Accurate forecasting of wind power production plays a critical role in enabling more reliable load management and optimizing power distribution. Nonetheless, wind power forecasting remains a technically demanding task, primarily due to the stochastic nature of the wind and the non-stationary behavior of the turbine’s power response curve. Wind power forecasting methods are commonly divided into four categories: physical models, statistical models, machine learning-based models, and hybrid models. Moreover, persistence models, which operate under the assumption that the wind turbine’s power output at time t equals that at time t–1, remain a standard benchmark for assessing the performance of more advanced forecasting methods. The ongoing progress in computer science has contributed to the growing adoption of machine learning techniques in energy systems modeling, particularly in power forecasting. Several artificial intelligence-based models have been proposed in the literature, including least squares support vector machine (LSSVM), Kalman filter, fuzzy logic method, support vector machine (SVM), extreme learning machine (ELM), Elman network, multi-layer perceptron (MLP), and generalized regression neural network (GRNN). Moreover, examples of deep learning-based models are also available: convolutional neural network (CNN), auto-encoder (AE), deep belief network (DBN), and long short-term memory (LSTM) [1].

This work presents a data-driven power forecasting framework which utilizes real-time turbine operational data from SCADA systems alongside gridded NWP forecasts to downscale meteorological conditions to the precise turbine location. The model leverages time series data collected from SCADA systems, encompassing operational states like active power, Revolution Per Minute (RPM) of the rotor, and pitch angle, complemented by NWP data such as wind speed, wind direction and gust at different altitudes. Moreover, experiments are conducted both by considering individual turbine-level models (Single Models approach) and a farm-level model (Aggregate Model approach). The results demonstrate that the Aggregate Model combined with the spatial regression step, significantly outperforms state-of-the-art industrial approaches, such as persistence methods. Datasets are pre-processed separately, Fig. 1,with spatial regression applied to the NWP data. The processed data is used to create two datasets: one at wind farm level and one at turbine level. These are then used to train two modeling approaches: the Aggregate Model, which uses the wind farm-level data to forecast total power, and the Single Models, in which each turbine’s data is used to train an individual forecasting model [2, 3].

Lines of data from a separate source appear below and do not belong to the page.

PR #3114, opened 2026-06-09
feat(engine): add root process instance id to MDC

hauptmedia:
## Summary

Adds `rootProcessInstanceId` to the process-data MDC logging context so engine activity logs can be correlated across call-activity process hierarchies.

## Problem

Operaton already writes process data such as process instance id, process definition id, activity id, business key, tenant id, and engine name into the MDC while process execution logs are emitted. For executions that are part of a called process hierarchy, the local `processInstanceId` alone is not enough to correlate all related log lines back to the top-level process instance.

## Implementation Notes

This backport adds a configurable MDC property `loggingContextRootProcessInstanceId`, defaulting to `rootProcessInstanceId`, and writes `execution.getRootProcessInstanceId()` into the process-data logging context.

The Operaton adaptation also parks and restores externally provided MDC values for the new key, matching the existing behavior for the other process-data MDC properties. Setting the property to `null` disables it in the same way as the existing configurable MDC fields.

## Validation

Executed:

```bash
./mvnw -pl engine -Dskip.frontend.build=true -Dtest="ProcessDataLoggingContextTest#shouldLogRootProcessInstanceIdInActivityContext+shouldLogCustomRootProcessInstanceIdMdcProperty" test
```

Result: 2 tests passed.

Coverage added for:

- default `rootProcessInstanceId` MDC key
- custom MDC key via `setLoggingContextRootProcessInstanceId(...)`
- absence of the default key when a custom key is configured

## Attribution

- https://github.com/finos/fluxnova-bpm-platform/commit/241c3e1422390c62fcabb1ef4b99f2eb61efbee3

Figure 1. The method for global wind farm power forecasting

In order to provide a more general representation of the underlying physics, the intrinsic similarity among the turbines is used to construct a larger training dataset. Since the turbine fleet belongs to the same wind farm and consists of identical models, it can reasonably be assumed that they are exposed to similar atmospheric conditions and respond to them according to the same control laws. Based on this assumption, a unique model, referred to as the Aggregate Model, is trained on an input dataset obtained by concatenating the individual datasets of each turbine. Once trained, the model in the inference phase takes data from the single turbine as input and provides as output the prediction of the power produced by the turbine. To compare the performance of the proposed approach, a more common prediction technique is used, referred to in this paper as Single Models, in which each turbine is used to train a turbine-specific model and used exclusively for inference on that same turbine. In both cases, during inference, the predicted power outputs of the individual turbines are summed to obtain the overall farm power prediction.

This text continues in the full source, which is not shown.